F255. Not Disappearing into Americanness: Code-Switching as Cultural Preservation Through Language Conservation

Room 503, LA Convention Center, Meeting Room Level
Friday, April 1, 2016
3:00 pm to 4:15 pm

 

Code-switching, the practice of moving between two or more languages, provides a space for multilingual writers to engage in both their ethnic and American mainstream culture. This panel shows readers how writers use the words of the “other,” combined with the words and phrases of the familiar, to add extra layers of meaning to their work. This panel explores how code-switching engages in both minority cultures and the American mainstream, and how the “outsider” can join the conversation.


Participants

Moderator:

Nayelly Barrios is a Rio Grande Valley native. Her work has appeared in Beloit Poetry Journal, Puerto del Sol, The Paris-American, and elsewhere. She is coeditor in chief and founder of Ostrich Review.

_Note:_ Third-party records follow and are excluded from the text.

PR #1087, opened 2018-01-16
Fix startup actions call procedures

alexlyp:
To avoid certain calls being called multiple times, this cleans up the startup actions.  

When there are no new headers, then there is no need to rescan the chain.  Then these calls are explicitly done.  Otherwise if a rescan is required we do the same startup action calls (stakeinfo, gettransactions, ticketinfo, account balances) on that success as well.

### DIFF
--- a/app/actions/ControlActions.js
+++ b/app/actions/ControlActions.js
@@ -80,6 +80,7 @@ export function rescanAttempt(beginHeight) {
     });
     rescanCall.on("end", function() {
       dispatch({ type: RESCAN_COMPLETE });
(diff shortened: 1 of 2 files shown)


app/actions/ControlActions.js
```diff
@@ -80,6 +80,7 @@ export function rescanAttempt(beginHeight) {
     });
     rescanCall.on("end", function() {
       dispatch({ type: RESCAN_COMPLETE });
+      setTimeout(() => { dispatch(getStakeInfoAttempt()); }, 1000);
```
matheusd: Slight identation mismatch on this line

Eric Nguyen received his MFA from McNeese State University. His fiction has been published in the Cossack, Jonathan, and Glitterwolf. He is a contributing writer to diaCRITICS.org.

Thomas Parrie is a member of the Choctaw-Apache tribe of Ebarb, LA. He seeks to preserve his people’s language and culture through poetry. He is a graduate of McNeese State University where he received his MFA.

Gabriela Ramirez-Chavez holds a BA in English and creative writing from CSU Long Beach. Her work has been published in the Acentos Review, Kweli, and Plath Profiles. She is currently pursuing a PhD in literature with a creative/critical emphasis at UC Santa Cruz.

M. Evelina Galang, author of One Tribe, Her Wild American Self and Angel de la Luna and the 5th Glorious Mystery, received the Gustavus Myers Outstanding Book Award Advancing Human Rights, and is an advocate of WWII Comfort Women. She directs the MFA in creative writing at the University of Miami.